Collected data entries:
○ ○ ○ ○ ○

PR #9851, opened 2022-04-21
[ShapeOpt] Enable use of custom python scripts in evaluation folders

sunethwarna:
**📝 Description**
This PR adds evaluation path of an iteration to `sys.path` so it enables use of custom python scripts in that folder.

**🆕 Changelog**
- Adds current evaluation path of an interation to `sys.path`

### DIFF
--- a/applications/ShapeOptimizationApplication/python_scripts/analyzers/analyzer_internal.py
+++ b/applications/ShapeOptimizationApplication/python_scripts/analyzers/analyzer_internal.py
@@ -9,9 +9,6 @@
 #
 # ==============================================================================
 
-# Making KratosMultiphysics backward compatible with python 2.6 and 2.7
-from __future__ import print_function, absolute_import, division
-
 import os, pathlib, sys
 
 # Kratos Core and Apps
--- a/applications/ShapeOptimizationApplication/python_scripts/analyzers/analyzer_internal.py
+++ b/applications/ShapeOptimizationApplication/python_scripts/analyzers/analyzer_internal.py
@@ -12,7 +12,7 @@
 # Making KratosMultiphysics backward compatible with python 2.6 and 2.7
 from __future__ import print_function, absolute_import, division
 
-import os, pathlib
+import os, pathlib, sys
 
 # Kratos Core and Apps
 import KratosMultiphysics as KM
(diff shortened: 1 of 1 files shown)


philbucher:
I would not meddle with the path
I solved the same problem with this: https://github.com/KratosMultiphysics/Kratos/blob/master/applications/CoSimulationApplication/python_scripts/factories/base_factory.py

sunethwarna:
Thats really cool.

This PR enables running custom python scripts in the simulation folder via json. If I am to adopt your method then I have following problems.
1. User does not know the folder structure created by `ShapeOptimizationApplication` because it uses internal namings for different `ResponseFunctions`, etc. Therefore making it almost impossible to specify final import file absolute directory in json.
2. If absolute paths/relative paths are used, then the simulation will be broken when someone copies it from lets say a cluster to their own PC and try to rerun again. These evaluation folders for each iterations are made such that, if someone copies them to a different directory, they should be able to run them as a single primal simulation (useful for tweaking around optimized shapes).

I am not sure whether we can make it to work with the existing objectives with your suggestion.
-

philbucher:
Not sure I follow what you mean 😅

Basically with my solution you can import any py script as long as it is on PYTHONPATH
Works exactly in the same way as the process_factory

sunethwarna:
In this case, if there are 300 iterations in the optimization, I have to add 300 directories to PYTHONPATH. Because each iterations will have a different path given by the ShapeOptimization. Thats the big problem. :/

armingeiser:
I don't see any issue with this. `sys.path` is only valid for this current python process, so adding something should not be an issue, especially if the path is removed afterwards. However I am not sure if adding at the front is a good idea though? I would add at the end of the path (append) - like that you will have the same standard behaviour and only if the script is not found in any of the default places, you will actually call your custom script. 

>  => you can import from subfolders

also if you don't know the subfolder name?

philbucher:
> also if you don't know the subfolder name?

from the description it sounded like you know that

rest is up to you

armingeiser:
> from the description it sounded like you know that

You are right, we know the subfoldername, i did not express myself well. 

> However I am not sure if adding at the front is a good idea though? I would add at the end of the path (append) 

@sunethwarna forget about this comment, the working directory of the python process comes first, so if we switch working directory during evaluation of the response, the new working directory should also come first to be consistent.

armingeiser (approved):

sunethwarna:
Thanks @armingeiser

○ ○ ○ ○ ○

The entries above must be repeated word for word.

## Solved exercise
PR #9851, opened 2022-04-21
[ShapeOpt] Enable use of custom python scripts in evaluation folders

sunethwarna:
**📝 Description**
This PR adds evaluation path of an iteration to `sys.path` so it enables use of custom python scripts in that folder.

**🆕 Changelog**
- Adds current evaluation path of an interation to `sys.path`

### DIFF
--- a/applications/ShapeOptimizationApplication/python_scripts/analyzers/analyzer_internal.py
+++ b/applications/ShapeOptimizationApplication/python_scripts/analyzers/analyzer_internal.py
@@ -9,9 +9,6 @@
 #
 # ==============================================================================
 
-# Making KratosMultiphysics backward compatible with python 2.6 and 2.7
-from __future__ import print_function, absolute_import, division
-
 import os, pathlib, sys
 
 # Kratos Core and Apps
--- a/applications/ShapeOptimizationApplication/python_scripts/analyzers/analyzer_internal.py
+++ b/applications/ShapeOptimizationApplication/python_scripts/analyzers/analyzer_internal.py
@@ -12,7 +12,7 @@
 # Making KratosMultiphysics backward compatible with python 2.6 and 2.7
 from __future__ import print_function, absolute_import, division
 
-import os, pathlib
+import os, pathlib, sys
 
 # Kratos Core and Apps
 import KratosMultiphysics as KM
(diff shortened: 1 of 1 files shown)


philbucher:
I would not meddle with the path
I solved the same problem with this: https://github.com/KratosMultiphysics/Kratos/blob/master/applications/CoSimulationApplication/python_scripts/factories/base_factory.py

sunethwarna:
Thats really cool.

This PR enables running custom python scripts in the simulation folder via json. If I am to adopt your method then I have following problems.
1. User does not know the folder structure created by `ShapeOptimizationApplication` because it uses internal namings for different `ResponseFunctions`, etc. Therefore making it almost impossible to specify final import file absolute directory in json.
2. If absolute paths/relative paths are used, then the simulation will be broken when someone copies it from lets say a cluster to their own PC and try to rerun again. These evaluation folders for each iterations are made such that, if someone copies them to a different directory, they should be able to run them as a single primal simulation (useful for tweaking around optimized shapes).

I am not sure whether we can make it to work with the existing objectives with your suggestion.
-

philbucher:
Not sure I follow what you mean 😅

Basically with my solution you can import any py script as long as it is on PYTHONPATH
Works exactly in the same way as the process_factory

sunethwarna:
In this case, if there are 300 iterations in the optimization, I have to add 300 directories to PYTHONPATH. Because each iterations will have a different path given by the ShapeOptimization. Thats the big problem. :/

armingeiser:
I don't see any issue with this. `sys.path` is only valid for this current python process, so adding something should not be an issue, especially if the path is removed afterwards. However I am not sure if adding at the front is a good idea though? I would add at the end of the path (append) - like that you will have the same standard behaviour and only if the script is not found in any of the default places, you will actually call your custom script. 

>  => you can import from subfolders

also if you don't know the subfolder name?

philbucher:
> also if you don't know the subfolder name?

from the description it sounded like you know that

rest is up to you

armingeiser:
> from the description it sounded like you know that

You are right, we know the subfoldername, i did not express myself well. 

> However I am not sure if adding at the front is a good idea though? I would add at the end of the path (append) 

@sunethwarna forget about this comment, the working directory of the python process comes first, so if we switch working directory during evaluation of the response, the new working directory should also come first to be consistent.

armingeiser (approved):

sunethwarna:
Thanks @armingeiser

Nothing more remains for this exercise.